Please send the waaahmbulance.


  1. Oh fuck. Birthdays are overrated anyway. You should get smouldering hot nude Clooney every day, not just once a year. 

    I hope the day redeemed itself ..... somehow.

  2. I recall that I was always a totally shit on my Mum's birthday. I don't know why, but I just got it in my head that she shouldn't get all the attention. Maybe there is a medical term for this because it does happen.

    Hope next year is better.

  3. Oh you just made me laugh so much that I cried. Birthdays suck arse. I turned 28 again last weekend and it sucked.

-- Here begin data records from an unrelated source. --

PR #952, opened 2019-05-31
clang 8.0 requires -frtti on FreeBSD 13.0-CURRENT

dch:
```
node/RingBuffer.hpp:320:8: error: use of typeid requires -frtti
                        if (typeid(T) == typeid(int)) {
                            ^
node/RingBuffer.hpp:320:21: error: use of typeid requires -frtti
                        if (typeid(T) == typeid(int)) {
                                         ^
2 errors generated.
```

As usual I know nothing about what this means, *shrug* but this makes the pain go away.


joseph-henry:
Thanks for discovering this, since this issue resides in a debug function I'll just comment it out so we don't need to add `RTTI`.

PR #974, opened 2019-07-22
Don't relink zerotier-one every time.

squeakbat:
Because zerotier-one depends on "one", which is a phony target,
making it relinks zerotier-one every time, which is probably
not the desired behavior.

In any case, zerotier-one, zerotier-cli, and zerotier-idtool are
real target, so they should have real dependencies and actions.
The "one" target now depends on these three files.

Behavior is mostly unchanged otherwise.


squeakbat:
I made my change based on master.  Not sure that the correct procedure is.

PR #1031, opened 2019-09-08
Fix missing return value compile warning

### LINKED ISSUE #987: OpenBSD build hangs at 100% CPU on startup
**Describe the bug**

On first startup with clean /var/db/zerotier-one dir, zt pegs cpu at 100% and never gets going. 

- Using a debug build, no output is seen so we are getting stuck quite early.
- Only authtoken.secret and zerotier-one.pid are created.
- the port is not yet registered

```
$ uname -a
OpenBSD flatline.skunkwerks.at 6.5 GENERIC.MP#3 amd64
$ pkg_info gcc
Information for inst:gcc-4.9.4p18
 sysctl hw (abridged)
hw.machine=amd64
hw.model=Intel(R) Atom(TM) CPU C2558 @ 2.40GHz
hw.ncpu=4
hw.cpuspeed=2400
hw.physmem=8559362048
hw.usermem=8559349760
hw.smt=0
```

**To Reproduce**

- git clone zt & checkout 1.4.0 tag.
- `doas pkg_install gcc g++` & pick the 4.9 versions
- `gmake debug && doas gmake install`
- `doas zerotier-one /var/db/zerotier-one &`
- watch top in another window and cry
- check /var/db/zerotier-one for usual files

**Expected behavior**

- cpu is not pegged
- zt startup works as expected in 1.2.12

**Other info**

It would be sensible to add a couple of lines of output indicating progress during startup.
I was unable to compile zt with gcc8.3.0

ajd4096:
This fixes #987, tested on OpenBSD 6.4 amd64, OpenBSD 6.4 i386, OpenBSD 6.5 i386

### DIFF
--- a/node/Utils.hpp
+++ b/node/Utils.hpp
@@ -375,7 +375,9 @@ public:
 #if defined(__GNUC__)
 #if defined(__FreeBSD__)
 		return bswap64(n);
-#elif (!defined(__OpenBSD__))
+#elif defined(__OpenBSD__)
+		return swap64(n);
+#else
 		return __builtin_bswap64(n);
 #endif
 #else
@@ -408,7 +410,9 @@ public:
 #if defined(__GNUC__)
 #if defined(__FreeBSD__)
 		return bswap64(n);
-#elif (!defined(__OpenBSD__))
+#elif defined(__OpenBSD__)
+		return swap64(n);
+#else
 		return __builtin_bswap64(n);
 #endif
 #else


ajd4096:
The original warning was:
```
$ gmake
eg++ -O3 -fstack-protector -Wall -fPIE -fvisibility=hidden -fstack-protector -pthread  -DNDEBUG  -DZT_USE_X64_ASM_
SALSA2012 -DZT_BUILD_PLATFORM=9 -DZT_BUILD_ARCHITECTURE=2 -DZT_SOFTWARE_UPDATE_DEFAULT="\"disable\"" -std=c++11
 -c -o node/C25519.o node/C25519.cpp
In file included from node/C25519.hpp:17:0,
                 from node/C25519.cpp:15:
node/Utils.hpp: In static member function 'static uint64_t ZeroTier::Utils::hton(uint64_t)':
node/Utils.hpp:396:2: warning: no return statement in function returning non-void [-Wreturn-type]
  }
  ^
node/Utils.hpp: In static member function 'static uint64_t ZeroTier::Utils::ntoh(uint64_t)':
node/Utils.hpp:429:2: warning: no return statement in function returning non-void [-Wreturn-type]
  }

```

dch:
FWIW the 100% CPU peg bug still happens even with #1031 applied.

dch:
but +1 LGTM this at least should go in

joseph-henry:
As far as I can tell this issue has been resolved. A more generic `swapBytes` should handle the OpenBSD case so long as `__GNUC__` is defined. Going to close this without merging but if I'm wrong please re-open. As always, thanks for the effort on this.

But I am thankful that there wasn't any toddler crap involved.

  4. I'm so sorry - but I'm cracking up over here.
    At your expense. On your birthday. Sorry.
    You've earnt a slushie or ten - in your trackpants, for goodness sake.

    It's a low low when your day revolves around crap. Literally.
    Happy birthday.
    It's so cool that you're 25 again.
    I'm stuck at 30 - and loving it year after year.

  5. What a shithouse birthday. Only the pun was intended there, I'm sure your whole birthday wasn't crappy. I'm sure that just earned me some bad karma for my birthday next weekend. 25 also, what a coincidence.

  6. It's lucky I get to turn 25 again next year, so I can plan to do it better next time.

  7. Happy tell me what it's like, so I know what to expect when I reach that age *cough* in about 7 year's time *cough*

  8. I have just discovered a slushie alternative that brightened my day.  Macca's drive through frozen Coke, take it home, add vodka....voila, slushie cocktail!  You can still enjoy slushie cocktails at 30 right?  Because I totally would not know....ahem...

  9. I knew there was a reason we get along so well....we're the same age....literally every year!  Happy Birthday, may HB get you something sparkly and impressive!  And may you receive a cake made of KK's!